OK I see what is going on - the values %tmp1 and %tmp3 are never used, the test not very meaningful in that regard. The vector body being empty isn't an issue in that case. It's a bit of a funny test, but I agree with you that the things it is testing are OK.

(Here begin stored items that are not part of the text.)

PR #1484, opened 2015-10-13
2factor authentication via email

nicosomb:
2factor authentication via email.
This setting can be disabled on config screen for each user. 
User can also check "trusted computer" to avoid 2factor authentication for a delay. 

Here is a screenshot after login step. 

It's also possible to enable Google Authenticator, but I don't know if we need this validator. @j0k3r @tcitworld any opinion?


app/config/config.yml
```diff
@@ -171,3 +171,16 @@ fos_oauth_server:
     auth_code_class:     Wallabag\ApiBundle\Entity\AuthCode
     service:
         user_provider: fos_user.user_manager
+
+scheb_two_factor:
+
+    trusted_computer:
+        enabled: true
+        cookie_name: wllbg_trusted_computer
+        cookie_lifetime: 5184000
```
tcitworld: Maybe 30 days without access is enough ? 60 seems big to me.

src/Wallabag/UserBundle/Resources/config/services.yml
```diff
@@ -0,0 +1,19 @@
...
+    wallabag_user.twofactor.email.interactive_login_listener:
+        class: %wallabag_user.twofactor.email.interactive_login_listener.class%
+        tags:
+            - { name: kernel.event_listener, event: security.interactive_login, method: onSecurityInteractiveLogin }
+        arguments: ['@wallabag_user.twofactor.email.provider']
+    wallabag_user.twofactor.email.request_listener:
+        class: %wallabag_user.twofactor.email.request_listener.class%
+        tags:
+            - { name: kernel.event_listener, event: kernel.request, method: onCoreRequest, priority: -1 }
+        arguments: ['@wallabag_user.twofactor.email.provider', '@security.context', '@templating', '@router']
```
j0k3r: Could you make a list of arguments instead of all in a single line?

src/Wallabag/UserBundle/Resources/config/services.yml
```diff
@@ -0,0 +1,19 @@
+parameters:
+    wallabag_user.twofactor.email.provider.class: Wallabag\UserBundle\Security\TwoFactor\Email\Helper
+    wallabag_user.twofactor.email.interactive_login_listener.class: Wallabag\UserBundle\Security\TwoFactor\Email\InteractiveLoginListener
+    wallabag_user.twofactor.email.request_listener.class: Wallabag\UserBundle\Security\TwoFactor\Email\RequestListener
```
j0k3r: Did you forget to add all theses classes in your commit?

app/config/config.yml
```diff
@@ -171,3 +171,16 @@ fos_oauth_server:
     auth_code_class:     Wallabag\ApiBundle\Entity\AuthCode
     service:
         user_provider: fos_user.user_manager
+
+scheb_two_factor:
+
```
j0k3r: This empty line isn't necessary

j0k3r:
Where are tests related to that part?

src/Wallabag/UserBundle/Resources/config/services.yml
nicosomb: No I forgot to remove these lines. Will change it tomorrow. Zzzz time.

nicosomb:
I don't know if tests are needed: the bundle is tested and I don't override the bundle behaviour.

j0k3r:
I don't agree.

For example, you added `form.user.twoFactorAuthentication` in the configuration panel. What if user doesn't enable it, you should test that he won't get the form to put the 2 factor code. On the other side, if user enable it, you should test that the form will be shown when user log in.

Also, you added some logic in the User entity that need to be tested: `isTrustedComputer`.

nicosomb:
OK, I will add tests.

nicosomb:
Tests added.

app/config/config.yml
```diff
@@ -171,3 +171,15 @@ fos_oauth_server:
     auth_code_class:     Wallabag\ApiBundle\Entity\AuthCode
     service:
         user_provider: fos_user.user_manager
+
+scheb_two_factor:
+    trusted_computer:
+        enabled: true
```
j0k3r: I was thinking about these config to enable two factor.
I think they should be in `parameters.yml` so people won't have to update `config.yml` and keep a *modified file* which can be problematic when updating wallabag.

Also, the sender_email should be in parameters.yml

src/Wallabag/CoreBundle/Resources/views/themes/baggy/Config/index.html.twig
```diff
@@ -100,6 +100,14 @@
             </div>
         </fieldset>
 
+        <fieldset class="w500p inline">
+            <div class="row">
```
j0k3r: And maybe we can display or even better disable this widget in case of the two factor isn't enabled

app/config/config.yml
nicosomb: done.

src/Wallabag/CoreBundle/Resources/views/themes/baggy/Config/index.html.twig
nicosomb: done.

Can you change the test to this, to be more "glued together":

; REQUIRES: asserts
; RUN: opt < %s -force-vector-width=2 -force-vector-interleave=1 -loop-vectorize -S --debug-only=loop-vectorize 2>&1 | FileCheck %s

target datalayout = "e-m:e-i8:8:32-i16:16:32-i64:64-i128:128-n32:64-S128"
target triple = "aarch64--linux-gnu"

%pair = type { i8, i8 }

; CHECK-LABEL: test
; CHECK: Found an estimated cost of 14 for VF 2 For instruction:   {{.*}} load i8
; CHECK: Found an estimated cost of 0 for VF 2 For instruction:   {{.*}} load i8
; CHECK-LABEL: entry:
; CHECK-LABEL: vector.body:
; CHECK: [[LOAD1:%.*]] = load i8
; CHECK: [[LOAD2:%.*]] = load i8
; CHECK: [[INSERT:%.*]] = insertelement <2 x i8> poison, i8 [[LOAD1]], i32 0
; CHECK: insertelement <2 x i8> [[INSERT]], i8 [[LOAD2]], i32 1
; CHECK: br i1 {{.*}}, label %middle.block, label %vector.body

define void @test(%pair* %p, i8* %q, i64 %n) {
entry:
  br label %for.body

for.body:
  %i = phi i64 [ 0, %entry ], [ %i.next, %for.body ]
  %tmp0 = getelementptr %pair, %pair* %p, i64 %i, i32 0
  %tmp1 = load i8, i8* %tmp0, align 1
  %tmp2 = getelementptr %pair, %pair* %p, i64 %i, i32 1
  %tmp3 = load i8, i8* %tmp2, align 1
  %add = add i8 %tmp1, %tmp3
  %qi = getelementptr i8, i8* %q, i64 %i
  store i8 %add, i8* %qi, align 1
  %i.next = add nuw nsw i64 %i, 1
  %cond = icmp eq i64 %i.next, %n
  br i1 %cond, label %for.end, label %for.body

for.end:
  ret void
}
This comment was removed by TiehuZhang.

Thanks. If you can update the test case, then this looks sensible to me.

Thanks, @dmgreen! "interleaved-vs-scalar.ll" has been updated, is there any problem with the other test case?

dmgreen accepted this revision.Tue, Jun 14, 5:23 AM

Thanks, LGTM

This revision is now accepted and ready to land.Tue, Jun 14, 5:23 AM
This revision was landed with ongoing or failed builds.Fri, Jun 17, 3:37 AM
This revision was automatically updated to reflect the committed changes.